▶ [Required work] Your answer should repeat every line of the records below in which the word "always" appears.

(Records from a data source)
PR #6203, opened 2024-08-08
add flux module trace

garlick:
After adding `flux overlay trace`, it seemed natural to add a tool for tracking messages sent/received by broker modules.

This also shovels some module related code in the main broker source file (broker.c) into modhash.c without modification.

Example: trace `resource` and `sched-simple` when a job is run:
```
$ flux module trace resource sched-simple
2024-08-08T09:57:10.250 sched-simple rx > sched.alloc [485]
2024-08-08T09:57:10.250 sched-simple tx > log.append [102]
2024-08-08T09:57:10.250 sched-simple tx > kvs.commit [330]
2024-08-08T09:57:10.250 sched-simple tx > log.append [90]
2024-08-08T09:57:10.251 sched-simple rx < kvs.commit [72]
2024-08-08T09:57:10.251 sched-simple tx < sched.alloc [283]
2024-08-08T09:57:10.267     resource rx > resource.topo-get [0]
2024-08-08T09:57:10.267     resource tx < resource.topo-get [17.05957K]
2024-08-08T09:57:10.275     resource rx > resource.disconnect [0]
2024-08-08T09:57:10.277 sched-simple rx > sched.free [188]
2024-08-08T09:57:10.277 sched-simple tx > log.append [96]
```

### DIFF
--- a/src/broker/module.c
+++ b/src/broker/module.c
@@ -45,6 +45,8 @@
 #include "modservice.h"
 
 struct broker_module {
+    flux_t *h;              /* ref to broker's internal flux_t handle */
+
     flux_watcher_t *broker_w;
 
     double lastseen;
@@ -78,6 +80,7 @@ struct broker_module {
 
     struct flux_msglist *rmmod_requests;
     struct flux_msglist *insmod_requests;
+    struct flux_msglist *trace_requests;
     struct flux_msglist *deferred_messages;
 
     flux_t *h_module_end;   /* module end of interthread_channel */
@@ -332,6 +335,7 @@ module_t *module_create (flux_t *h,
     p->main = mod_main;
     p->dso = dso;
     p->rank = rank;
+    p->h = h;
     if (!(p->conf = flux_conf_copy (flux_get_conf (h))))
         goto cleanup;
     if (!(p->parent_uuid_str = strdup (parent_uuid)))
@@ -349,7 +353,8 @@ module_t *module_create (flux_t *h,
     }
     if (!(p->path = strdup (path))
         || !(p->rmmod_requests = flux_msglist_create ())
-        || !(p->insmod_requests = flux_msglist_create ()))
+        || !(p->insmod_requests = flux_msglist_create ())
+        || !(p->trace_requests = flux_msglist_create ()))
         goto nomem;
     if (name) {
         if (!(p->name = strdup (name)))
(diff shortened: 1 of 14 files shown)


src/broker/module.c
```diff
@@ -151,14 +151,13 @@ static int module_finalizing (module_t *p)
     flux_future_t *f;
 
     if (!(f = flux_rpc_pack (p->h_module_end,
-                             "broker.module-status",
+                             "module.status",
```
grondo: Will the service name changes have any unintended consequences with version compatibility. (e..g perhaps when using `flux proxy`)? I can't think of much, but thought I'd bring it up just in case.

t/t3401-module-trace.t
```diff
@@ -0,0 +1,56 @@
+#!/bin/sh
+
+test_description='Test flux module trace'
+
+. $(dirname $0)/sharness.sh
+
+test_under_flux 4
```
grondo, line 7: Would an instance size=1 work for this test?

grondo (approved):
This LGTM!

I wonder if for consistency the module name should always be shown even if there is only one module being traced?

Also, I'm guessing `flux module trace` doesn't show up in coverage because it doesn't have a clean exit path. If motivated you could use `__gcov_flush()` at the end of the while loop to get coverage to report (or add a clean shutdown on SIGINT/SIGTERM) Doesn't seem too important though.

src/broker/module.c
garlick: I was assuming that for the most part people will not be running module commands through flux-proxy, and flux-proxy does make you force the connection if the versions are different, so maybe OK?

Oh that reminds me that the original topic strings are mentioned in [RFC 5](https://flux-framework.readthedocs.io/projects/flux-rfc/en/latest/spec_5.html), so I'll follow this with an rfc pr.

I don't think there is too much danger of this causing problems.

t/t3401-module-trace.t
garlick: Thanks! Just pushed the following changes
- `flux-module` calls exit(0) on SIGINT/SIGTERM
- module name is always printed
- test uses size=1

grondo: Great! Feel free to set MWP when you're ready. 

Oh! Also maybe add bash completions, though I can add that as a follow-on PR because we probably forgot about `flux overlay trace` as well?

garlick: Thanks!  Yeah I didn't think about that.  I'll go ahead and set MWP here as I'm headed out on an errand.

PR #6206, opened 2024-08-08
etc: add flux module/overlay trace to bash tab completion

grondo:
Problem: The new `flux overlay trace` and `flux module trace` commands are missing from the bash tab completions file.

Add them.


garlick (approved):
Merci

Issue #6202, opened 2024-08-08
Suggestion: ability to specify a node range in flux jobs


kkier:
Scenario:
As a sysadmin, I'm planning to do maintenance on an arbitrary set of nodes.  After draining those nodes, I'd like an easy way to return a list of jobs running on them so I can contact the job owners/see when they'll expire/kill them outright/whatever.  Something like `flux jobs -i <hostlist>` would make sense.

Design-wise, it arguably makes sense assume `-A` but that breaks the current paradigm.

grondo:
Note there is _sort of_ a solution to this proposed in #5711. It adds a query syntax to the `-f, --filter` option that would allow you to get this result with `flux jobs -f host:<hostlist> -f running`. That PR has never been merged because there isn't good consensus on the interface.

Perhaps filtering `flux jobs` by hostlist would be common enough that it should get its own option. I like your idea of using the `-i, --include=hosts|ranks` from the `flux resource` utilities, though I also wonder if that could be confusing in `flux jobs` which isn't listing resources (and not all jobs even have had resources assigned).

Anyway, we could support this option and `and` it with other filter options including any result of an advanced filter from `-f, --filter=` in the future.

PR #6209, opened 2024-08-10
flux-jobs: add `-i, --include=HOSTS|RANKS` option

grondo:
This PR takes a bit of the minor work from #5711 and uses it to implement a `-i, --include=HOSTS|RANKS` option for `flux jobs` as suggested in #6202.

This might be a more palatable first step that what's proposed in #5711, is useful on its own, and if the advanced `-f, --filter` "query syntax" is ever merged, the hostlist/ranks constrain can easily be combined (if used) with `and`.

The option name of `-i, --include` could be controversial here. I wouldn't have thought of it except that it was proposed by @kkier, and I like that it matches the similar options in `flux-resource(1)` for consistency. I also like that it works for both ranks and hostnames.

However, easy to change if others do not agree.

### DIFF
--- a/doc/man1/flux-jobs.rst
+++ b/doc/man1/flux-jobs.rst
@@ -51,6 +51,13 @@ OPTIONS
    List jobs in a specific queue or queues. Multiple queues may be separated
    by a comma or by using the :option:`-q, --queue` option multiple times.
 
+.. option:: -i, --include=HOSTS|RANKS
+
+   List only jobs where the assigned resources intersect with the supplied
+   argument, which may be specified either as an RFC 22 idset of broker ranks
+   or an RFC 29 hostlist of host names. It is not an error to specify ranks or
+   hosts which do not exist.
+
 .. option:: -c, --count=N
 
    Limit output to N jobs (default 1000)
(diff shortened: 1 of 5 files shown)


doc/man1/flux-jobs.rst
```diff
@@ -51,6 +51,13 @@ OPTIONS
    List jobs in a specific queue or queues. Multiple queues may be separated
    by a comma or by using the :option:`-q, --queue` option multiple times.
 
+.. options:: -i, --include=HOSTS|RANKS
+
+   List only jobs where the assigned resources intersect with the supplied
+   argument, which may be specified either as an idset of broker ranks or
+   list of hosts in hostlist form. It is not an error to specify ranks or
+   hosts which do not exist.
```
garlick, line 59: Might want to use "RFC 22 idset" and "RFC 29 hostlist" and add the references to a FLUX RFC section e.g.
```
FLUX RFC
========

| :doc:`rfc:spec_22`
| :doc:`rfc:spec_29`
```

garlick (approved):
Looks great to me.  Just one optional suggestion for the man page.

doc/man1/flux-jobs.rst
grondo: Good suggestion! I've done that and also fixed a typo and force-pushed the result.

grondo:
Setting MWP here unless I hear objections.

▶ [Solution]
I wonder if for consistency the module name should always be shown even if there is only one module being traced?
- module name is always printed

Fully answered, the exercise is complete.